Back in my teaching days when we learned spread sheets I used to have the students make one showing the results of saving $2000 a year in an IRA. First I would have them guess how much money they would have by the time they reached 60. Most did some simple multiplication and came up with an answer near $80,000. A few knew about interest.
We built the spreadsheet including yearly earnings of 8%. Needless to say they were shocked at how much money they would end up with.
I then asked them to look at each increase and asked what did the SS tell them. A few soon realized that it's the last doubling that really piled on the wealth.
I remember one of the first calculations I ever did, that got me turned on to investing. In August of 1991, my Granddad gave me an issue of some money magazine that he had. I remember reading it, and seeing that a mutual fund, Twentieth Century Ultra, had returned 20% in the past year. Back then, I think you only needed $1,000 to open a mutual fund with them, unless you did automatic monthly investing.
Well, I did the math on a calculator, and discovered that if it could return 20% per year, every year, that in 39 years, that $1,000 would break $1 Million!
Now obviously, that fund is not going to consistently return 20% every single year, but it opened my eyes to the idea of compounding. Plus, the fact that $1000 isn't all that much money to start with, so you could always add more. Anyway, it showed me that $1M is indeed an attainable goal.

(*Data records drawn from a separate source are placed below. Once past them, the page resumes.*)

PR #393, opened 2025-02-27
fix: fix the grafana oauth integration test

wood-push-melon:
This pull request aims to add the OAuth2 integration test back. The previous failure was due to something wrong with the headless chronium.

### DIFF
--- a/tests/integration/test_grafana_oauth.py
+++ b/tests/integration/test_grafana_oauth.py
@@ -1,0 +1,125 @@
+#!/usr/bin/env python3
+# Copyright 2023 Canonical Ltd.
+# See LICENSE file for licensing details.
+
+"""Tests the oauth library using the Canonical Identity Stack.
+
+It tests that the grafana charm can provide Single Sign-On Services to users
+with the oauth integration.
+"""
+
+import logging
+from pathlib import Path
+from helpers import oci_image
+
+import os
+import pytest
+import requests
+from playwright.async_api import Page, BrowserContext
+from pytest_operator.plugin import OpsTest
+
+from oauth_tools import (
+    deploy_identity_bundle,
+    get_reverse_proxy_app_url,
+    complete_auth_code_login,
+    access_application_login_page,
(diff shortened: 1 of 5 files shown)


tests/integration/test_grafana_oauth.py
```diff
@@ -0,0 +1,120 @@
...
+    self_signed_certificates_app_name: str,
+    ext_idp_service: ExternalIdpService,
+):
+    # Deploy identity bundle
+    await deploy_identity_bundle(
+        ops_test=ops_test, bundle_channel="0.2/edge", ext_idp_service=ext_idp_service
+    )
+
+    # Deploy grafana
+    await ops_test.model.deploy(  # pyright: ignore
```
lucabello, line 59: if the problem is that `ops_test.model` could be none, you can address it by adding the following at the top of the function:

```
    asserts ops_test.model
```

This allows to remove the `# pyright: ignore` comment, and should work for all the others as well

lucabello (changes requested):

charmcraft.yaml
```diff
@@ -116,7 +116,7 @@ platforms:
 parts:
   charm:
     charm-binary-python-packages: [cryptography, jsonschema, pydantic, pydantic-core, maturin]
-    build-packages: [git]
+    build-packages: [git, rustc, cargo]
```
ca-scribner, line 119: This was probably needed because the uv.lock file pointed to an older version of at least one of `[cryptography, jsonschema, pydantic, pydantic-core, maturin]`, thus the charm needed to build the binary itself.  This is the same in several of our charms, so maybe for this PR we should just update the lock file (which I think will fix things) and leave this change for discussing separately?

MichaelThamm (changes requested):
Looks good to me besides removing the pyright: ignore commnets

MichaelThamm:
LGTM, @sed-i could you give this a final review?

MichaelThamm (approved):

And, I also understood that when you adjust for inflation, that $1M isn't going to be worth as much. Heck, even though 1991 doesn't seem *that* long ago to me, just accounting for inflation, $1M back then would be like ~$1.7M today. But, I figured, just add more money if you can.
I tried explaining this concept to a friend of mine, as I thought it was truly amazing that $1K could, theoretically, turn into $1M in just 39 years. But, he just couldn't grasp the idea, and wanted to whine about it taking so long. Instant gratification, I guess.